PROBLEM TO SOLVE
Filter the entries below, keeping every line that has the word "because".

INFORMATION
----

PR #122, opened 2019-02-27
Improvements to the ZipArchive cmdlets

ChrisLambrou:
- Improved escaping of paths when invoking external 7-zip command-line executable.
- `Expand-ZipArchive` now also uses the 7-zip command-line executable, resulting in two benefits:
  - It's substantially faster then the built-in .NET archive extraction capability.
  - It supports archive file formats other than .zip.


samblackburn:
Would be nice to see a test around this.  Happy to merge for now and let that be a separate PR, though

ChrisLambrou:
Thanks, Sam! :)

ChrisLambrou:
> Would be nice to see a test around this. Happy to merge for now and let that be a separate PR, though

Yeah, I guess the original author didn't write a test, perhaps because it trivially delegated to `Expand-Archive`. I manually checked that I hadn't introduced a regression when I made this change, but we really could do with an automated Pester check for this. It's on my magical list of to-do post-its on my monitor. I expect I'll get around to this on Friday afternoon.

PR #123, opened 2019-03-06
Added Set-TempDirPath

ChrisLambrou:
Added `Set-TempDirPath` that allows consumers to change the default location for temporary files and folders.

The default location is a `.temp` sub-folder within the RedGate.Build module. When the module is consumed internally by Redgate as a NuGet package, temp folders often look something like the following:

```
D:\BuildAgentB\work\c33c4bd13a1203ac\Engine\.build\packages\RedGate.Build\tools\.temp\d50qusse.bkc\
```

That path is already quite long. Depending on the build operation involved, there's a real risk of hitting the 260 character path limit in the Windows filesystem. This new `Set-TempDirPath` cmdlet allows you to alter the root folder in which new temporary folders are created. For example, by calling something like `Set-TempDirPath "$MyCheckoutRoot\.temp`, you can shorten the names of temporary folders to something more like the following:

```
D:\BuildAgentB\work\c33c4bd13a1203ac\.temp\d50qusse.bkc\
```


.gitignore
```diff
@@ -3,5 +3,6 @@
 Pester
 TestResults.xml
 .temp/
+.custom-temp/
```
ChrisLambrou: We use this custom folder in a new test, so best exclude it from source control.

Private/_Init.ps1
```diff
@@ -4,8 +4,6 @@
 # Create the packages folder where nuget packages used by this module will be installed.
 $PackagesDir = New-Item -Path "$PSScriptRoot\..\packages" -ItemType Directory -Force
 
-$TempFolderPath = New-Item "$PSScriptRoot\..\.temp" -ItemType Directory -Force | Select -ExpandProperty FullName
```
ChrisLambrou: This is replaced by a script-local variable in the new cmdlet.

Public/Set-TempDirPath.ps1
```diff
@@ -0,0 +1,30 @@
+$script:TempDirPath = mkdir "$PSScriptRoot\..\.temp" -Force | Select -ExpandProperty FullName
```
ChrisLambrou: This is the new script-level variable used to store the root folder for new temp folders.

Public/New-TempDir.ps1
```diff
@@ -8,7 +8,7 @@
 #>
 function New-TempDir
 {
-    $Path = "$TempFolderPath\$([System.IO.Path]::GetRandomFileName())"
+    $Path = [IO.Path]::Combine((Get-TempDirPath), [IO.Path]::GetRandomFileName())
```
ChrisLambrou: `Path.Combine` deals with any potential directory separator char issues.

Public/New-TempDir.ps1
```diff
@@ -8,7 +8,7 @@
...
     Write-Verbose "Creating temp dir: $Path"
-    return [string] (mkdir $Path)
+    return (mkdir $Path).FullName
```
ChrisLambrou: Using `FullPath` deals with the temp dir path being relative, rather than absolute.

Public/Set-TempDirPath.ps1
```diff
@@ -0,0 +1,30 @@
...
+    param(
+        [Parameter(Mandatory = $True, ValueFromPipeline = $True, Position = 0)]
+        [ValidateNotNullOrEmpty()]
+        [string] $Path
+    )
+
+    $script:TempDirPath = $Path
+}
+
+# Only the above function is public. This one is private.
```
juliahayward: Is there any point in this (as a private function)? Not sure I know Powershell well enough to have a way of TempDirPath only being accessible via these two methods rather than scripts being able to mutate it

ChrisLambrou: `Set-TempDirPath` is public, because that's the whole point. `Get-TempDirPath` is private because:

- That's how the RedGate.Build module works. Only cmdlets in the `Public` folder with a name that matches exactly with their corresponding file name are exported. See [here](https://github.com/red-gate/RedGate.Build/blob/master/RedGate.Build.psm1#L18).
- Putting `Set-TempDirPath` and `Get-TempDirPath` in the same file means that they can share the same script-level variable. I can't find any other reasonable, simple way to share state across files without the shared state being global. Unfortunately, "module-scope" doesn't seem to be a thing in PowerShell.
- There's no _current_ need for `Get-TempDirPath` to be public, so I can get away with the hack for now.

Yes it's basically slightly hacky, but hacky in a way I think we can live with for now.

juliahayward: That's fine - it looked like global state to me, it makes a lot more sense if script-scope.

----

OUTPUT OF THE TASK
Yeah, I guess the original author didn't write a test, perhaps because it trivially delegated to `Expand-Archive`. I manually checked that I hadn't introduced a regression when I made this change, but we really could do with an automated Pester check for this. It's on my magical list of to-do post-its on my monitor. I expect I'll get around to this on Friday afternoon.
ChrisLambrou: `Set-TempDirPath` is public, because that's the whole point. `Get-TempDirPath` is private because:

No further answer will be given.